> TASK TO COMPLETE
Type again, exactly, the lines below from the start through the line that includes "still quite big._".

Saved entries
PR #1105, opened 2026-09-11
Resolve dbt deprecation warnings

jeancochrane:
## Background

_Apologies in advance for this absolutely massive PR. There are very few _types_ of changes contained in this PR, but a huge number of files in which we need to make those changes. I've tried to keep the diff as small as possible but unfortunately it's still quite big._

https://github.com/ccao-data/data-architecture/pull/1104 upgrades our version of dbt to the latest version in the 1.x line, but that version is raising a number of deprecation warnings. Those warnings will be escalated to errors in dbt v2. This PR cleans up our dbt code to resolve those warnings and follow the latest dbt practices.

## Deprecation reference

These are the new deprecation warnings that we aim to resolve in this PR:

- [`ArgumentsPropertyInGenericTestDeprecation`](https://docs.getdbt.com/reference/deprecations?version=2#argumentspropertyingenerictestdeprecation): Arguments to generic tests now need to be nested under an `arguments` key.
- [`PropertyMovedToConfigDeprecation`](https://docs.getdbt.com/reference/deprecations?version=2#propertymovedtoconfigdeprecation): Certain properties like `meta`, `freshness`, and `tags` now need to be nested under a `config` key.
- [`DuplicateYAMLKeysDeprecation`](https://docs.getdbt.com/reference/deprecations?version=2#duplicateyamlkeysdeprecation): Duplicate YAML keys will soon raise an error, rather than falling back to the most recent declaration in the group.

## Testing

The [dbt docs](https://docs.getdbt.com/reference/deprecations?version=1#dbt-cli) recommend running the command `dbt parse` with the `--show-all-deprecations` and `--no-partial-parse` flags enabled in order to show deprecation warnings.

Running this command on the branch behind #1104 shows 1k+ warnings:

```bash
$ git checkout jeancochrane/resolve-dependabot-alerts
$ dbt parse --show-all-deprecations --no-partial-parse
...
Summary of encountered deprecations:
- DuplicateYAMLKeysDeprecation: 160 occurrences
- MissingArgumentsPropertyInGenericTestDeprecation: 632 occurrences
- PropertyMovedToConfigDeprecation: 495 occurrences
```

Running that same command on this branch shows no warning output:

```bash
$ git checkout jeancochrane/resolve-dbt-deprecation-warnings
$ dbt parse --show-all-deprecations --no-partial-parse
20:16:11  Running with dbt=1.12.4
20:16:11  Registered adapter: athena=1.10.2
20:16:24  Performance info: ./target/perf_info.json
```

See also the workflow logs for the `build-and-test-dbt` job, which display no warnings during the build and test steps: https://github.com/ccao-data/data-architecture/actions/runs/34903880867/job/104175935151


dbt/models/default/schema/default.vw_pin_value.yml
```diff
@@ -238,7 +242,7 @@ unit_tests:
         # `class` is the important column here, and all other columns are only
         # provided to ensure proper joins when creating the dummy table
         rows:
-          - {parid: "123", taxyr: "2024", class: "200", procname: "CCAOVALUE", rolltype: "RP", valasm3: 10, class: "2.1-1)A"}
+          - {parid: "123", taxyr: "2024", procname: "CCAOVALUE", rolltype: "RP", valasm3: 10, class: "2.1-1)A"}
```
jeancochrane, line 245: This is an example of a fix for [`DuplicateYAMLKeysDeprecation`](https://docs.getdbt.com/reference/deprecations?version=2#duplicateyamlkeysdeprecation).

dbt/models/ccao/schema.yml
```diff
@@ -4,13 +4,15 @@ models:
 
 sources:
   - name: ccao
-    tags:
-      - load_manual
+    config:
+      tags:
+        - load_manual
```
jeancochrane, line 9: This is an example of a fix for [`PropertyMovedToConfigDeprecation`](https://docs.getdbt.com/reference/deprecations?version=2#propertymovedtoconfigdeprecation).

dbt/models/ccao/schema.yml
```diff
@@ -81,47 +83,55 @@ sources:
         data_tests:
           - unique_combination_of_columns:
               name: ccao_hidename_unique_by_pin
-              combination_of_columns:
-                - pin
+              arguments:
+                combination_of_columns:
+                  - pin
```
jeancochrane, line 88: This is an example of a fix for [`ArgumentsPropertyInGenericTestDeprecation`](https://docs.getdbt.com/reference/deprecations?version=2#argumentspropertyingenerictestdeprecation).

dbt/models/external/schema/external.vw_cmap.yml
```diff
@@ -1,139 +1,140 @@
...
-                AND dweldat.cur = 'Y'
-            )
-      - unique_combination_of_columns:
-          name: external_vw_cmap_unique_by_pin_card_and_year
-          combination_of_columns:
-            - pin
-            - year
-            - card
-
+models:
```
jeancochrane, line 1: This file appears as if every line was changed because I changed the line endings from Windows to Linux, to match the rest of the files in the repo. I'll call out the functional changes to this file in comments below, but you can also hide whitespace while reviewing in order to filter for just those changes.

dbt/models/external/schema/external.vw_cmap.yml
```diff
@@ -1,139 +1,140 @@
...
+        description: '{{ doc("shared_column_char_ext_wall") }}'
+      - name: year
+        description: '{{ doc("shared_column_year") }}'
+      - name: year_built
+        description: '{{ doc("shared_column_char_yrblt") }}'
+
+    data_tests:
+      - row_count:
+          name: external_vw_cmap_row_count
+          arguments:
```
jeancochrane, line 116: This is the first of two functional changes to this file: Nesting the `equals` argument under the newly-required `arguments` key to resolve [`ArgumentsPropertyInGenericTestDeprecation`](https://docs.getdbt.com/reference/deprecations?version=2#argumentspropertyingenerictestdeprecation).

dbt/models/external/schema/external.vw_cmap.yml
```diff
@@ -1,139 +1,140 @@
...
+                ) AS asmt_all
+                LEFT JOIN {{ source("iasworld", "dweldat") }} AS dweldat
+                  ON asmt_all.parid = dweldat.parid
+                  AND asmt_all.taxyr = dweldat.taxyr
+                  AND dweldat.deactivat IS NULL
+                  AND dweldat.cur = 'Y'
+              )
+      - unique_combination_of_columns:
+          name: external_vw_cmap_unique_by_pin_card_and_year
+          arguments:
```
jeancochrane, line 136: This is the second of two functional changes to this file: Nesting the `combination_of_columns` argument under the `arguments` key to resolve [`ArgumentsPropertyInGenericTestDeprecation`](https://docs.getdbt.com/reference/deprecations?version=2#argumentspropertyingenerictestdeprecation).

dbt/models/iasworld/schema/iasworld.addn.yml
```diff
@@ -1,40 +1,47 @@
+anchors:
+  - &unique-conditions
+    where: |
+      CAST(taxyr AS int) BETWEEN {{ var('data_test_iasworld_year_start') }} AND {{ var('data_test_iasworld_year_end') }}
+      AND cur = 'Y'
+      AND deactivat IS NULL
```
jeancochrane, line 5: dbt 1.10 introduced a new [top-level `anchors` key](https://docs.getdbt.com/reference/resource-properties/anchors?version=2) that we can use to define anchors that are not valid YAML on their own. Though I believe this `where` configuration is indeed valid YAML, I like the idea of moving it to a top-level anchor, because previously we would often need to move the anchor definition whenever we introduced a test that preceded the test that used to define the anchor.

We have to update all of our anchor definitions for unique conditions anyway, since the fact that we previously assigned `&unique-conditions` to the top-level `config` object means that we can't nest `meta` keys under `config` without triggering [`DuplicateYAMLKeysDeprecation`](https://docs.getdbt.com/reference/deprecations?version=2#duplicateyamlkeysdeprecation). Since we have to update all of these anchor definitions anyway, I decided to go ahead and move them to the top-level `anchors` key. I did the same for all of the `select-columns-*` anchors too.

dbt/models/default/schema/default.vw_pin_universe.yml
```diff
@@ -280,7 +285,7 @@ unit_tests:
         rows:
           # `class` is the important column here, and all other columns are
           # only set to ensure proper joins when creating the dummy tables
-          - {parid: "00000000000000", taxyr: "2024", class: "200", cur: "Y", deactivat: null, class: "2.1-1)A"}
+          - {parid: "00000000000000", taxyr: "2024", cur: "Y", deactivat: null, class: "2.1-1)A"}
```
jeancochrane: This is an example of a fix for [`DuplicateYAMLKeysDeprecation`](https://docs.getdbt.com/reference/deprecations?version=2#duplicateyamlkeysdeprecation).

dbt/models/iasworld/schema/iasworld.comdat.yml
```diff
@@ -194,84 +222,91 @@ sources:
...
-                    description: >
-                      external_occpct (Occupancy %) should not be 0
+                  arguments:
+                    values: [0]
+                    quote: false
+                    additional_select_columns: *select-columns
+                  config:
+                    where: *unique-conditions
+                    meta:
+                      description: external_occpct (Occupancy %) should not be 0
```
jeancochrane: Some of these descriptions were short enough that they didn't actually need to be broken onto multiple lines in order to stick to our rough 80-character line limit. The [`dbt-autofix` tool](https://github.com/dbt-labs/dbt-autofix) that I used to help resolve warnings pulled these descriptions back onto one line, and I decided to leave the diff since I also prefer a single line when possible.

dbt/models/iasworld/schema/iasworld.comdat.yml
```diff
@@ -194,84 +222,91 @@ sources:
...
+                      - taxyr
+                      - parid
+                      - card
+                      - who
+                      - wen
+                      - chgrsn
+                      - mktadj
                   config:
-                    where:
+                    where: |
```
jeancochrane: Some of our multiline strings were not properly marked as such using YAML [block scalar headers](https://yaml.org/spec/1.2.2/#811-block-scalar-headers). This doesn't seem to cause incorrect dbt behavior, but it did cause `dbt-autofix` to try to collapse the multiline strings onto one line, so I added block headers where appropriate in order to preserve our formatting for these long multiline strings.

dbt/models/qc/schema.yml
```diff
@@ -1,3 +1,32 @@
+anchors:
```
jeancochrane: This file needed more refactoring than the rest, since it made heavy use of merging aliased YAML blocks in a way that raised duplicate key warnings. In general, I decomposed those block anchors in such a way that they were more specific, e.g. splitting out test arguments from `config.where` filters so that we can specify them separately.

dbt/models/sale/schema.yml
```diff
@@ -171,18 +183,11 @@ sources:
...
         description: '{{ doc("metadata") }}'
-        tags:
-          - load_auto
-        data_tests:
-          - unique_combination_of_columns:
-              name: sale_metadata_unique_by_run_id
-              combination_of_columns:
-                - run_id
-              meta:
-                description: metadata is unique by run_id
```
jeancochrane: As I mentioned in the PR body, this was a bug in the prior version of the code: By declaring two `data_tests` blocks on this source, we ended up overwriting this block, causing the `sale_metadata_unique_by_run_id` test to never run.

> ANSWER SPACE
PR #1105, opened 2026-09-11
Resolve dbt deprecation warnings

jeancochrane:
## Background

_Apologies in advance for this absolutely massive PR. There are very few _types_ of changes contained in this PR, but a huge number of files in which we need to make those changes. I've tried to keep the diff as small as possible but unfortunately it's still quite big._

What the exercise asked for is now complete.